We all respect each other's needs. This goes beyond the bedroom. If you're just getting into being poly just for the sex you're not doing it right (in my opinion).
Keep everybody in the loop. This doesn't mean sharing things are meant to be secrets. It's more like... I can't describe it well. Let me use a recent example. Chance recently lost a friend to suicide. I had him staying at my place for about a week so I could keep him safe. We had very deep, personal conversations about it.
Josh wanted to have a quickie with me during this time. I told him I was with Chance and he needed me more, because he lost a friend to suicide. I didn't go into fine details, but I gave Josh enough info to help him understand. Josh was disappointed, but respected Chance's needs and my own.
Also: We all know about each other. Everybody knows about the others, even though we're never all in a room together. I keep each partner up to date on the others' lives (without divulging anything too personal). I don't make it a point to be anal about telling them all a thousand details, but I might tell the others if one of them got a job or went on a trip or got sick or something. Each of them regularly commonly asks about how life is going for the others, especially if one of my partners is suffering.

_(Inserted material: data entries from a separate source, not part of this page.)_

PR #445, opened 2022-12-20
I want CLI commands to manage AaC Plugins

cvchaparro:
As an AaC user, I want CLI commands to manage AaC Plugins, so that I can choose which plugins are active, inactive, and manage them with a finer control than leveraging pip to install and uninstall packages.

Blocked by:
* #455
* #456

## AC:
- [x] There is a new first-party plugin called `plugin-management`
- [x] The new plugin has a command to view all installed plugins `aac list-plugins --all`
- [x] The new plugin has a command to view the currently active plugins `aac list-plugins --active`
  - [x] The plugin lists all of the plugin names and descriptions for the plugins in the active context.
- [x] The new plugin has a command to view inactive plugins `aac list-plugins --inactive`
  - [x] The plugin lists all of the plugin names and descriptions for the plugins installed, but not in the active context.
- [x] The new plugin has a command to activate an inactive plugin `aac activate-plugin <plugin_name>`
  - [x] An error message is returned if the plugin can't be found, is already active, or can't be activated
- [x] The new plugin has a command to deactivate an active plugin `aac deactivate-plugin <plugin_name>`
  - [x] An error message is returned if the plugin can't be found, is already inactive, or can't be deactivated


cvchaparro:
I have the `list-plugins` command implemented but there's one issue I've run
into with it. Specifically, `click` is currently requiring an argument. I can
specify that each flag has `number_of_arguments=0` but that causes another
eccentricity with click that I need to investigate.

python/src/aac/plugins/first_party/plugin_management/plugin-management.yaml
```diff
@@ -0,0 +1,113 @@
...
+      input:
+        - name: plugin-name
+          type: string
+          python_type: str
+          description: The name of the plugin to be activated.
+      acceptance:
+        - scenario: Plugin is activated.
+          given:
+            - The plugin named {{plugin-management.activate-plugin.plugin-name}} is installed on the system.
+            - The plugin named {{plugin-management.activate-plugin.plugin-name}} is inactive on the system.
```
Coffee2Bits, line 64: It sounds like we'd want another plugin for this scenario since only the `plugin-management` plugin can install plugins.
```suggestion
            - The plugin named {{test-plugin.plugin-name}} is installed on the system.
            - The plugin named {{test-plugin.plugin-name}} is inactive on the system.
```

python/src/aac/plugins/first_party/plugin_management/plugin-management.yaml
```diff
@@ -0,0 +1,113 @@
...
+      input:
+        - name: plugin-name
+          type: string
+          python_type: str
+          description: The name of the plugin to be deactivated.
+      acceptance:
+        - scenario: Plugin is deactivated.
+          given:
+            - The plugin named {{plugin-management.activate-plugin.plugin-name}} is installed on the system.
+            - The plugin named {{plugin-management.activate-plugin.plugin-name}} is active on the system.
```
Coffee2Bits, line 95: Same comment as above.

Coffee2Bits (changes requested):
Great job!! I left a couple suggestions for the plugin yaml file. 

I did notice that running `aac list-plugins` returns  the output `No option provided`. How difficult would it be to have the command return some help output indicating the available flags instead of `No option provided`? It looks like it's possible for `_get_selected_option`, but I suspect it would need some additional args/info.

python/src/aac/plugins/first_party/plugin_management/plugin-management.yaml
cvchaparro: Resolving per our discussion.

python/src/aac/plugins/first_party/plugin_management/plugin-management.yaml
cvchaparro: Resolving per our discussion.

python/src/aac/plugins/first_party/plugin_management/plugin-management.yaml
```diff
@@ -0,0 +1,113 @@
...
+        - scenario: Error when multiple flags given.
+          when:
+            - More than one flag is provided.
+          then:
+            - An error is displayed to the user stating that flags are mutually exclusive.
+    - name: activate-plugin
+      type: command
+      description: Activate a plugin that's available and inactive on the system.
+      input:
+        - name: plugin-name
```
cvchaparro, line 56:
```suggestion
        - name: name
```

python/src/aac/plugins/first_party/plugin_management/plugin-management.yaml
```diff
@@ -0,0 +1,113 @@
...
+            - The plugin named {{plugin-management.activate-plugin.plugin-name}} is active.
+          when:
+            - The command is run with {{plugin-management.activate-plugin.plugin-name}}.
+          then:
+            - An error message is displayed to the user stating the plugin is active.
+    - name: deactivate-plugin
+      type: command
+      description: Deactivate a plugin that's available and active on the system.
+      input:
+        - name: plugin-name
```
cvchaparro, line 87:
```suggestion
        - name: name
```

cvchaparro (commented):
Match input names to parameter names (this is needed because there was a clash between the global `plugin_name` variable and the parameters also called `plugin_name`).

cvchaparro:
> Great job!! I left a couple suggestions for the plugin yaml file.
> 
> I did notice that running `aac list-plugins` returns the output `No option provided`. How difficult would it be to have the command return some help output indicating the available flags instead of `No option provided`? It looks like it's possible for `_get_selected_option`, but I suspect it would need some additional args/info.

That was [this](https://github.com/jondavid-black/AaC/blob/467853bae55b11fa58a2477f6a108cbe29dd94d6/python/src/aac/cli/execute.py#L65) is supposed to do for us but for some reason it wasn't working for this command. I can reinvestigate it, though.

Coffee2Bits (approved):

PR #512, opened 2023-01-11
LSP Rename Root Keys

### LINKED ISSUE #448: I want the LSP Rename to support Root Keys
As an AaC user, I want the LSP Rename to support Root Keys, so that I can rename all instances of root keys.

## AC:
- [ ] When rename is performed on a root key symbol, all instances of the root key are updated
- [ ] When rename is performed on a root key symbol, the `root` definition name is updated

Coffee2Bits:
Closes #448

* Changed runtime versions to [compatible releases](https://peps.python.org/pep-0440/#compatible-release)
* Added the LSP Rename support for root keys


Coffee2Bits:
Turns out if the LSP server throws an exception it’s not clear via the test apparatus — I suspect this is because of the async nature of the test framework. The failures manifest in the logs and some of the language server attributes being populated with debug traces during debugging.

I had to add some null checks in the LSP server to get around some of issues the startup sever not having the LSP Workspace populated when some of the LSP providers, like diagnostics, tried to access the Workspace object despite it being `None`.

python/setup.py
```diff
@@ -12,24 +12,25 @@
     readme_description = ""
 
 runtime_dependencies = [
```
cvchaparro, line 14: Future request but maybe we can do this kind of change in its own PR to limit testing dependency issues versus PR issues.

python/src/aac/plugins/first_party/lsp_server/language_server.py
```diff
@@ -188,63 +188,50 @@ async def did_change(ls: AacLanguageServer, params: DidChangeTextDocumentParams)
...
+
+def _provider_handle_request(provider_name: str, ls: AacLanguageServer, params: Any):
+    provider = ls.providers.get(provider_name)
+
+    if provider:
+        diagnostics_results = provider.handle_request(ls, params)
+        logging.debug(f"Publish Diagnostics results for '{provider_name}': {diagnostics_results}")
+        return diagnostics_results
+    else:
+        logging.warning(f"Unable to publish diagnostics; no provider found for '{provider_name}'.")
```
cvchaparro, line 237: This isn't really related to diagnostics - each provider had their own results so, to better match previous functionality, I think we should do it like this:

```suggestion
        results = provider.handle_request(ls, params)
        logging.debug(f"{provider_name} results: {results}")
        return results
    else:
        logging.warning(f"No provider found for '{provider_name}'.")
```

python/src/aac/plugins/first_party/lsp_server/providers/rename_provider.py
```diff
@@ -87,6 +87,16 @@ def _get_rename_edits(self, symbol: str, new_name: str) -> dict[str, TextEdit]:
             else:
                 edits = self._get_enum_value_type_text_edits(name, new_name, enum_to_find, language_context)
 
+        if SymbolType.ROOT_KEY in symbol_types:
+            root_fields = language_context.get_root_fields()
+            key_schema_field, *_ = [field for field in root_fields if field.get("name") == name]
+            definition_to_find = language_context.get_definition_by_name(key_schema_field.get("type"))
```
cvchaparro, line 93: You'd need to add the imports, but we should use our constants:

```suggestion
            key_schema_field, *_ = [field for field in root_fields if field.get(DEFINITION_FIELD_NAME) == name]
            definition_to_find = language_context.get_definition_by_name(key_schema_field.get(DEFINITION_FIELD_TYPE))
```

python/src/aac/plugins/first_party/lsp_server/providers/rename_provider.py
```diff
@@ -87,6 +87,16 @@ def _get_rename_edits(self, symbol: str, new_name: str) -> dict[str, TextEdit]:
...
+
+            if not definition_to_find:
+                logging.critical(f"Can't find the source definition definition '{name}'.")
```
cvchaparro, line 96:
```suggestion
                logging.critical(f"Can't find the source definition '{name}'.")
```

python/src/aac/plugins/first_party/lsp_server/providers/rename_provider.py
```diff
@@ -120,7 +130,27 @@ def _get_enum_value_type_text_edits(
...
         enum_references_to_alter = [*enum_references, definition_to_find]
 
-        for definition in enum_references_to_alter:
+        for definition in _filter_editable_definitions(enum_references_to_alter):
+            reference_lexemes = [lexeme for lexeme in definition.lexemes if remove_list_type_indicator(lexeme.value) == old_value]
+            for lexeme_to_replace in reference_lexemes:
+                document_edits = edits.get(lexeme_to_replace.source, [])
+                replacement_range = get_location_from_lexeme(lexeme_to_replace).range
+                document_edits.append(TextEdit(range=replacement_range, new_text=new_value))
+                edits[str(lexeme_to_replace.source)] = document_edits
```
cvchaparro, line 139: We should probably turn this into a separate function and re-use it in both `_get_*_text_edits` functions.

cvchaparro (changes requested):

python/src/aac/plugins/first_party/lsp_server/providers/rename_provider.py
Coffee2Bits: Embarrasing that I didn't do that.

python/src/aac/plugins/first_party/lsp_server/providers/rename_provider.py
Coffee2Bits: Done

cvchaparro (approved):
Nice work!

Sometimes I go to one of them for info to give another one in their areas of expertise Pat is a psychic when it comes to cars, Chance has some medical knowledge, and Josh is a wizard with computers and electronics. So if Josh's car is acting funny, I ask Pat and I write his suggestions in a text to Josh.
I hope I haven't droned on too long here... I could probably come up with more, but I've already given you a wall of text to read lol
Ask me if you want to know more! I have known I'm poly for less than a year, but I've been practicing polyamory for almost 20 years. I'm an open, blunt, straightforward person. I used to write adult fiction. You can't freak me out lol No topic is off limits!